___ Data section ___

PR #9963, opened 2021-12-23
fix: add query params from datasource to URI

### LINKED ISSUE #9962: [Bug]: REST API plugin: query params in datasource is not taking effect

### Current Behavior

Query params in datasource is not taking effect.

### Steps To Reproduce

1. Create REST API datasource.
2. Add a query query param to the datasource.
3. Execute an API action with the datasource and check that the query param is not passed over to the endpoint.

### Environment

Production

### Version

Cloud

sumitsum:
## Description
- Add query params from datasource to final URI used for REST API query.

Fixes #9962 

## Type of change

## How Has This Been Tested?
- JUnit TC
- Manual

## Checklist:

### DIFF
--- a/app/server/appsmith-plugins/restApiPlugin/src/test/java/com/external/plugins/RestApiPluginTest.java
+++ b/app/server/appsmith-plugins/restApiPlugin/src/test/java/com/external/plugins/RestApiPluginTest.java
@@ -929,4 +929,34 @@ public class RestApiPluginTest {
                 })
                 .verifyComplete();
     }
+
+    @Test
+    public void testQueryParamsInDatasource() {
+        DatasourceConfiguration dsConfig = new DatasourceConfiguration();
+        dsConfig.setUrl("https://postman-echo.com/post");
+
+        ActionConfiguration actionConfig = new ActionConfiguration();
+        actionConfig.setHeaders(List.of(new Property("content-type", "application/json")));
+        actionConfig.setHttpMethod(HttpMethod.POST);
+        String requestBody = "body";
+        actionConfig.setBody(requestBody);
+        actionConfig.setEncodeParamsToggle(true);
+
+        List<Property> queryParams = new ArrayList<>();
+        queryParams.add(new Property("query_key", "query val")); /* encoding changes 'query val' to 'query+val' */
+        dsConfig.setQueryParameters(queryParams);
+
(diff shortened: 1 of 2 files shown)


app/server/appsmith-plugins/restApiPlugin/src/test/java/com/external/plugins/RestApiPluginTest.java
```diff
@@ -929,4 +929,34 @@ public void testHintMessageForDuplicateParamWithOneInstanceEachInActionAndDsConf
...
+        dsConfig.setQueryParameters(queryParams);
+
+        Mono<ActionExecutionResult> resultMono = pluginExecutor.executeParameterized(null, new ExecuteActionDTO(), dsConfig, actionConfig);
+
+        StepVerifier.create(resultMono)
+                .assertNext(result -> {
+                    assertTrue(result.getIsExecutionSuccess());
+                    assertNotNull(result.getBody());
+
+                    String expected_url = "\"https://postman-echo.com/post?query_key=query+val\"";
```
nidhi-nair, line 956: Shouldn't this be encoded to %20? There's this whole set of opinions on how Java handles this but I think we handle this as %20 some other place. At least, especially when we do the url encoding from client side. Could you please check this?

nidhi-nair (changes requested):

app/server/appsmith-plugins/restApiPlugin/src/test/java/com/external/plugins/RestApiPluginTest.java
sumitsum: @nidhi-nair thanks for pointing this out. It seems that it could be either based on the use case (came as a surprise to me). Please check out this link: https://stackoverflow.com/questions/1634271/url-encoding-the-space-character-or-20 

Quoting from w3schools:
```
URLs cannot contain spaces. URL encoding normally replaces a space with a plus (+) sign or with %20.
```
Ref: https://www.w3schools.com/tags/ref_urlencode.ASP

nidhi-nair: TIL! :) Nice clarification of expectations.

nidhi-nair (approved):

___

▶ **To do**: Write out exactly the lines from the line holding "Ref: https://www.w3schools.com/tags/ref_urlencode.ASP" through the last line of the data, and nothing besides those lines.

▶ **Task answer**:
Ref: https://www.w3schools.com/tags/ref_urlencode.ASP

nidhi-nair: TIL! :) Nice clarification of expectations.

nidhi-nair (approved):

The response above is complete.